Issue #471, opened 2016-04-07
Certificate_Store find_cert method returns pointer to store-owned X509_Certificate object


al45tair:
The `find_cert` method on `Certificate_Store` is currently defined as follows:

```c++
virtual const X509_Certificate*
         find_cert(const X509_DN& subject_dn, const std::vector<byte>& key_id) const = 0;
```

The documentation seems to imply that the original intention was to return `std::vector<X509_Certificate>` from these kinds of methods, but this method is returning a pointer. Unfortunately, looking at the implementation of `Certificate_Store_In_Memory`, it becomes clear that the code currently expects the *store* to own the pointer. This is problematic if you want to implement an external certificate store, e.g. based on the OS X keychain or on some external server, because in those cases the `X509_Certificate` object would have to be allocated on the fly and there is no way for the store to know when it should deallocate such an object.

randombit:
This area of the code is in need of some help. As can be seen by there not being any implementation for system-level cert stores, or even just a basic sqlite3-backed certstore, it has not been driven by application requirements overmuch but is just kind of the minimum interface that is necessary for testing and simple applications. And, as you rightly point out, it's too simple to even be extended properly for such real world uses. :/

Part of the problem is Certificate_Store represents two different things - a way of doing lookups on certs, generally and also being something to pass around with the idea of "my trust roots can be looked up via this particular object". This confusion also affects the API - does any real application actually need more than one Certificate_Store? Certainly not when they are all in memory anyway, but still `x509_path_validate` consumes a `vector` of them.

Returning a `shared_ptr<X509_Certificate>` from `find_cert` would be a good start since that would accommodate either in-memory or DB-backed stores.

Amusingly? the main user of this class, path validation, makes a full copy of the `X509_Certificate` object immediately, while building the path. It could instead keep the `shared_ptr`s, and avoid the copy.

al45tair:
OK, in that case I might take a look at this area and see if I can come up with a sensible patch (including new documentation). I’m looking to use Botan’s TLS implementation in a cross-platform app, and I’d like it to use the system certificate stores (whether the System keychain on OS X or the Certificate Stores on Windows) rather than shipping around its own trust roots.

flanfly:
Any update on this?

randombit:
I have not touched this issue. But I'm open to API changes to better interop with system/token PKI stores.

al45tair:
[...]

PR #631, opened 2016-09-22
Certificate store in SQL

flanfly:
This adds an SQLite3 backed certificate store. See #471 for the initial discussion. The PR also modifies parts of the X509 path validation code and the certificate store interface itself. Now, they all use `shared_ptr<X509_Certificate>` instead of plain pointers.


src/lib/cert/x509/certstor_sql/certstor_sql.cpp
```diff
@@ -0,0 +1,316 @@
...
+#include <botan/auto_rng.h>
+#include <botan/hash.h>
+#include <botan/hex.h>
+
+namespace Botan {
+
+Certificate_Store_In_SQL::Certificate_Store_In_SQL(std::shared_ptr<SQL_Database> db,
+                                                   const std::string& passwd,
+                                                   const std::string& table_prefix)
+: m_database(db), m_prefix(table_prefix), m_password(passwd)
```
randombit: Table prefix is being ignored

src/lib/cert/x509/certstor_sql/certstor_sql.cpp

_YOUR ASSIGNMENT:_
Output the records above in their entirety, exactly.

_RESULT OF THIS TASK:_
Issue #471, opened 2016-04-07
Certificate_Store find_cert method returns pointer to store-owned X509_Certificate object


al45tair:
The `find_cert` method on `Certificate_Store` is currently defined as follows:

```c++
virtual const X509_Certificate*
         find_cert(const X509_DN& subject_dn, const std::vector<byte>& key_id) const = 0;
```

The documentation seems to imply that the original intention was to return `std::vector<X509_Certificate>` from these kinds of methods, but this method is returning a pointer. Unfortunately, looking at the implementation of `Certificate_Store_In_Memory`, it becomes clear that the code currently expects the *store* to own the pointer. This is problematic if you want to implement an external certificate store, e.g. based on the OS X keychain or on some external server, because in those cases the `X509_Certificate` object would have to be allocated on the fly and there is no way for the store to know when it should deallocate such an object.

randombit:
This area of the code is in need of some help. As can be seen by there not being any implementation for system-level cert stores, or even just a basic sqlite3-backed certstore, it has not been driven by application requirements overmuch but is just kind of the minimum interface that is necessary for testing and simple applications. And, as you rightly point out, it's too simple to even be extended properly for such real world uses. :/

Part of the problem is Certificate_Store represents two different things - a way of doing lookups on certs, generally and also being something to pass around with the idea of "my trust roots can be looked up via this particular object". This confusion also affects the API - does any real application actually need more than one Certificate_Store? Certainly not when they are all in memory anyway, but still `x509_path_validate` consumes a `vector` of them.

Returning a `shared_ptr<X509_Certificate>` from `find_cert` would be a good start since that would accommodate either in-memory or DB-backed stores.

Amusingly? the main user of this class, path validation, makes a full copy of the `X509_Certificate` object immediately, while building the path. It could instead keep the `shared_ptr`s, and avoid the copy.

al45tair:
OK, in that case I might take a look at this area and see if I can come up with a sensible patch (including new documentation). I’m looking to use Botan’s TLS implementation in a cross-platform app, and I’d like it to use the system certificate stores (whether the System keychain on OS X or the Certificate Stores on Windows) rather than shipping around its own trust roots.

flanfly:
Any update on this?

randombit:
I have not touched this issue. But I'm open to API changes to better interop with system/token PKI stores.

al45tair:
[...]

PR #631, opened 2016-09-22
Certificate store in SQL

flanfly:
This adds an SQLite3 backed certificate store. See #471 for the initial discussion. The PR also modifies parts of the X509 path validation code and the certificate store interface itself. Now, they all use `shared_ptr<X509_Certificate>` instead of plain pointers.


src/lib/cert/x509/certstor_sql/certstor_sql.cpp
```diff
@@ -0,0 +1,316 @@
...
+#include <botan/auto_rng.h>
+#include <botan/hash.h>
+#include <botan/hex.h>
+
+namespace Botan {
+
+Certificate_Store_In_SQL::Certificate_Store_In_SQL(std::shared_ptr<SQL_Database> db,
+                                                   const std::string& passwd,
+                                                   const std::string& table_prefix)
+: m_database(db), m_prefix(table_prefix), m_password(passwd)
```
randombit: Table prefix is being ignored

src/lib/cert/x509/certstor_sql/certstor_sql.cpp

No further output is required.